--- Input data ---
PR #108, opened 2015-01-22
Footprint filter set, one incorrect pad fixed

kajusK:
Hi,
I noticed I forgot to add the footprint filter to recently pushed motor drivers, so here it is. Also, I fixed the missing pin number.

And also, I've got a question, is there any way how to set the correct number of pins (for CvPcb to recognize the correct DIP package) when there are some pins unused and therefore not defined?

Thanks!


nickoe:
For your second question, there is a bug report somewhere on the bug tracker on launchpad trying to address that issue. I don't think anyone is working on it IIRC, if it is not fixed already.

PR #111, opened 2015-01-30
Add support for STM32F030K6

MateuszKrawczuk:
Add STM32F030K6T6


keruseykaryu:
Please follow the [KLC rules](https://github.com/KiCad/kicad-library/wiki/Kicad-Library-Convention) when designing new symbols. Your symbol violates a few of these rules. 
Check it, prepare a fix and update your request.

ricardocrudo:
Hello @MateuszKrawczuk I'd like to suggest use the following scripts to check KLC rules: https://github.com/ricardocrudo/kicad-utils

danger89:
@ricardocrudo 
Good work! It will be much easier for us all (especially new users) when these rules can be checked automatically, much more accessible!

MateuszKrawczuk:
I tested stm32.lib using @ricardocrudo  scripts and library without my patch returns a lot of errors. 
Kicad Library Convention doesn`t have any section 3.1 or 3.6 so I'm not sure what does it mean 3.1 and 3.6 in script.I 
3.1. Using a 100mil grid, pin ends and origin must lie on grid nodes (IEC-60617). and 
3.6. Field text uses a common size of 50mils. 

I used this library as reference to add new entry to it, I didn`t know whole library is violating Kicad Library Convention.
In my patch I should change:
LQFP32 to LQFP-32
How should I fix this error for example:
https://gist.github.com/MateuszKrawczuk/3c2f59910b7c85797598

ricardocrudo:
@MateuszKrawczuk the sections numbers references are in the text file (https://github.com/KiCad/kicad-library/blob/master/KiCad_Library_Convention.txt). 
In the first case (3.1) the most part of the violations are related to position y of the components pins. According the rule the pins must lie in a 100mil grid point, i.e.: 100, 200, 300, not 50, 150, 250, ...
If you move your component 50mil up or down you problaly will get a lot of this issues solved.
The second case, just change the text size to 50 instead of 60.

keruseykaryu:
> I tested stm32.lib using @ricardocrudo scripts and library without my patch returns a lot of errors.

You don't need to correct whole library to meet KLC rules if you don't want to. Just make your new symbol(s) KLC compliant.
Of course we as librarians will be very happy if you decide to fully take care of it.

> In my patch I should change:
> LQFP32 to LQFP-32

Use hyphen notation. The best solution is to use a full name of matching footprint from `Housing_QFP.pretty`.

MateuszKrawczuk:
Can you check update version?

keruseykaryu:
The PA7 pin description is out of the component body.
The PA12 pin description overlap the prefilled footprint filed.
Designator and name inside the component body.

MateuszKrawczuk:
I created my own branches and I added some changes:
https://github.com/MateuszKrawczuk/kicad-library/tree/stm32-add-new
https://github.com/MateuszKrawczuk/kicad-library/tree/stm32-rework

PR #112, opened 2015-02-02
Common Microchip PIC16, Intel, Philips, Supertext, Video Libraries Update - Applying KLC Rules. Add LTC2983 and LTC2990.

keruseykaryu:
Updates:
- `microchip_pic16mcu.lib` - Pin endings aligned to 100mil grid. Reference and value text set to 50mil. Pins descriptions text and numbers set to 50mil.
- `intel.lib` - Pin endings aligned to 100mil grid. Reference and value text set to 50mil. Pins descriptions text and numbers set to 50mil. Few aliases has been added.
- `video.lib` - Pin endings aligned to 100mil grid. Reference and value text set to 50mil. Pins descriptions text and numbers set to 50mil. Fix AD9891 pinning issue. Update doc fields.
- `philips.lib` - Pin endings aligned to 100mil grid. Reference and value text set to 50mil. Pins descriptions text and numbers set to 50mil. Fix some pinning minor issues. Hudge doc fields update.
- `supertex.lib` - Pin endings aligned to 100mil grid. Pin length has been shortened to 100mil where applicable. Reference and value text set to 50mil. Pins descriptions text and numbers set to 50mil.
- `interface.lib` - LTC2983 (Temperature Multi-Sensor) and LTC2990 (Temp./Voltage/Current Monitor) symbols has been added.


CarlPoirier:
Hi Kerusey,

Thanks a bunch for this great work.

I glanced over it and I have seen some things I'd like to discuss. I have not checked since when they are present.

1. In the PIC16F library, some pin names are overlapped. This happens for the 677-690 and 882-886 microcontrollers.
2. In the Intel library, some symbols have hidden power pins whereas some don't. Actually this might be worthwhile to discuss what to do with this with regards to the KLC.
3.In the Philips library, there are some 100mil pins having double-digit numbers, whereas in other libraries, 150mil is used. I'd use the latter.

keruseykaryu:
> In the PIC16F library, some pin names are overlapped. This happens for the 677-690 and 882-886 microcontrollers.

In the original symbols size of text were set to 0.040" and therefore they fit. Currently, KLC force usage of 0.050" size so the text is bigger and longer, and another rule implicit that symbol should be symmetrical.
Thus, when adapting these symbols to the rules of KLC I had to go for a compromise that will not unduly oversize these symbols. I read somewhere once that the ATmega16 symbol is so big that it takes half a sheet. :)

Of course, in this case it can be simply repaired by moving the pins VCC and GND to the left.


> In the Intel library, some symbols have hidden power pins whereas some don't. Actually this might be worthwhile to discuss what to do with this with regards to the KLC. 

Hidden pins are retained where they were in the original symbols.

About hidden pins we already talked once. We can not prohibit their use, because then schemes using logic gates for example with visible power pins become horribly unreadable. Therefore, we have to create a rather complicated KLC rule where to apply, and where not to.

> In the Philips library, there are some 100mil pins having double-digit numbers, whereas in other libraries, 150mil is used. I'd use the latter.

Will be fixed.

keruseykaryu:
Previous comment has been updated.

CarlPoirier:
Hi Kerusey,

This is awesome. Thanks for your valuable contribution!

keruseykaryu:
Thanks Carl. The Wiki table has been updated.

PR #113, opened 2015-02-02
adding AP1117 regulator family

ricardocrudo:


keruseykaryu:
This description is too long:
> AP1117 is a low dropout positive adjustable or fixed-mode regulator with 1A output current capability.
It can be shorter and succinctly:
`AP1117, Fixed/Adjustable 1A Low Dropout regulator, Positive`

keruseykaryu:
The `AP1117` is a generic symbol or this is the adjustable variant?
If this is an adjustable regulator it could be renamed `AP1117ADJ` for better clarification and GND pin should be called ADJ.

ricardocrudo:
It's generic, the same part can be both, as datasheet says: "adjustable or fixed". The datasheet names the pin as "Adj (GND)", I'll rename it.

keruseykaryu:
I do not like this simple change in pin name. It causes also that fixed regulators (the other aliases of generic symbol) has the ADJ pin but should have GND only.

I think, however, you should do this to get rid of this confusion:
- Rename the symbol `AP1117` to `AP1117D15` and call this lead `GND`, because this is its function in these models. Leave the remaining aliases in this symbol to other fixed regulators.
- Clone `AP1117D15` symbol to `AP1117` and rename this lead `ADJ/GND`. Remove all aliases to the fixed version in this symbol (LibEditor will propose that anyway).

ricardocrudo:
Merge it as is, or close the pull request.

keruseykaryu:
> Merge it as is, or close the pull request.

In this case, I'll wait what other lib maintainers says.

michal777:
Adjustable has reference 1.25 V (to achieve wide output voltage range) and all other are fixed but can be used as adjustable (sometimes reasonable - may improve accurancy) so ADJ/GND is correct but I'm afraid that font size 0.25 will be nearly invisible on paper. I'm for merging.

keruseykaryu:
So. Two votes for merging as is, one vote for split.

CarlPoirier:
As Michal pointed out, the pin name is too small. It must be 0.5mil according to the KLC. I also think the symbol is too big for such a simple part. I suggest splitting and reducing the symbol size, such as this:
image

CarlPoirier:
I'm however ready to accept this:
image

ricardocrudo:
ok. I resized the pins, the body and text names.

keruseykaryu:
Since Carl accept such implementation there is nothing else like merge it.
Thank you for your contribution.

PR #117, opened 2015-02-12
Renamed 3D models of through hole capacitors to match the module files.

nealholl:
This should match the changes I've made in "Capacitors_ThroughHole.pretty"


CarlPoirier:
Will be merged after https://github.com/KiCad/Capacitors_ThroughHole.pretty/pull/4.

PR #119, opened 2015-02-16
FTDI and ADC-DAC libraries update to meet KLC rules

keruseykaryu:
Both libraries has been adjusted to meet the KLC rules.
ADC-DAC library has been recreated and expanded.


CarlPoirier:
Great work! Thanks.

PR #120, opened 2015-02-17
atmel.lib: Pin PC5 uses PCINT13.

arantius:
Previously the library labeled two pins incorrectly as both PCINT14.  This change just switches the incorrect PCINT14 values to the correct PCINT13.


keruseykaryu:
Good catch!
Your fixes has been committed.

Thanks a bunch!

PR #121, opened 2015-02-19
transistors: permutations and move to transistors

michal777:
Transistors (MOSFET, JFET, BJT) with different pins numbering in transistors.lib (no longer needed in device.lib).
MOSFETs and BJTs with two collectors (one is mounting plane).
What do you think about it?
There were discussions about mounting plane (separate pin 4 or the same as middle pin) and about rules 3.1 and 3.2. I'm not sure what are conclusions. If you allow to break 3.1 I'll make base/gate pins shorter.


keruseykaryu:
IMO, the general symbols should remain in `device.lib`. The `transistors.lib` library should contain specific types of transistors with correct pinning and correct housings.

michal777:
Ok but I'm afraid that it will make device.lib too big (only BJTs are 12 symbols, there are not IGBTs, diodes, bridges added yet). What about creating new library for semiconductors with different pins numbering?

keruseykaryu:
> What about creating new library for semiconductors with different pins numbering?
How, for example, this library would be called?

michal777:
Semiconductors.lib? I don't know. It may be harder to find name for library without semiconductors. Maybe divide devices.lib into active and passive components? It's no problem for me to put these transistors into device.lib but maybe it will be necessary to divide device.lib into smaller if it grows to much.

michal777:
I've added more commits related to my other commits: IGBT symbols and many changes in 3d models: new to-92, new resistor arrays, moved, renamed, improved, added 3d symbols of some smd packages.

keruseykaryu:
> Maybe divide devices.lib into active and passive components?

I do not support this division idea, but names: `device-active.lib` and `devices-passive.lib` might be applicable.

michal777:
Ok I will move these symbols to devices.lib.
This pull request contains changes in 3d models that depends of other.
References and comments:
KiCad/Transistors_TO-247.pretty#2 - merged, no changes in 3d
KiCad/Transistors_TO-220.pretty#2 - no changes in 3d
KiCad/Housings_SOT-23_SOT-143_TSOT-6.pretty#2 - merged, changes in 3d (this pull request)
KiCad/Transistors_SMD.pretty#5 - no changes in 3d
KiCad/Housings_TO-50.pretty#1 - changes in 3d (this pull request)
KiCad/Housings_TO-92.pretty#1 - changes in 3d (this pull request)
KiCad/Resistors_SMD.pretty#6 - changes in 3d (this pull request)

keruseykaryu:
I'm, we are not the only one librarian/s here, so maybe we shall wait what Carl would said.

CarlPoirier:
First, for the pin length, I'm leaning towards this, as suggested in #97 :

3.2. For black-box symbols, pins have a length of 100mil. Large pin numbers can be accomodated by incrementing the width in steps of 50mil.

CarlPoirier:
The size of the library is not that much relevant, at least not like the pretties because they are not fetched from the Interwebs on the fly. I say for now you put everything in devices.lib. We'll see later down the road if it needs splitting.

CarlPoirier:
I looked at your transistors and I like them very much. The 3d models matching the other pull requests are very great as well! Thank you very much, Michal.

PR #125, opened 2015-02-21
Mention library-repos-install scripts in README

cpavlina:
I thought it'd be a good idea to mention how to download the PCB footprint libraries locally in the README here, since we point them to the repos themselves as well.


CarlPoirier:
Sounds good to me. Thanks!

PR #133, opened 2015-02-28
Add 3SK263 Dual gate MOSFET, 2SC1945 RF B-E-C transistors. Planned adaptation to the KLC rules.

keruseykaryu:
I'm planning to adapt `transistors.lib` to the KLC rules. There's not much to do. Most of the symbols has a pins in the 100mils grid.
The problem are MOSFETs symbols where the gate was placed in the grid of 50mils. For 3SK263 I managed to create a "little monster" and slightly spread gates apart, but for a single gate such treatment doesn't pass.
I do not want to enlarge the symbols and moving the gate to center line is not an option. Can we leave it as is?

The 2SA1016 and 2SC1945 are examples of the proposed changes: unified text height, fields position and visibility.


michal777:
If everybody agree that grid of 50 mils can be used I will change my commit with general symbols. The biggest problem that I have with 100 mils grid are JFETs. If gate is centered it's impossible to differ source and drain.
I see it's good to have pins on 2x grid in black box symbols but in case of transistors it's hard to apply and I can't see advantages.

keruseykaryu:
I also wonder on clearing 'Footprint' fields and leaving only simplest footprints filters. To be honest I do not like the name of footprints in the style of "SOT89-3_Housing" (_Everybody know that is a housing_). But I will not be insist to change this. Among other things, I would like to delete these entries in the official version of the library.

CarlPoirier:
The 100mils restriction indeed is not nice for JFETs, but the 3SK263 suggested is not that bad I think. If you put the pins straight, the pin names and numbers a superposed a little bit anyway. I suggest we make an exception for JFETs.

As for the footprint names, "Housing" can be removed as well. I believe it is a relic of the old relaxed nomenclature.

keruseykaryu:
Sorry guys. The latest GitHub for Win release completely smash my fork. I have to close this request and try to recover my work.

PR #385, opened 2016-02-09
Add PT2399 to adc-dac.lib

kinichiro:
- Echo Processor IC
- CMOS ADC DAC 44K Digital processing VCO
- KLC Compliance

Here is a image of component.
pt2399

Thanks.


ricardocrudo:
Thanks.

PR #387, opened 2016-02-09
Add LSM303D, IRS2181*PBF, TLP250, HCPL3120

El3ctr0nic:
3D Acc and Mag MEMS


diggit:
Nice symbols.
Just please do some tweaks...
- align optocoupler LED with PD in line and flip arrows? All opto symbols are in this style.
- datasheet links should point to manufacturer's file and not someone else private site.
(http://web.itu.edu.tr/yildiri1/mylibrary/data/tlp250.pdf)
---
Going through the data above, state how many lines include the word "however"; only that number is needed.

2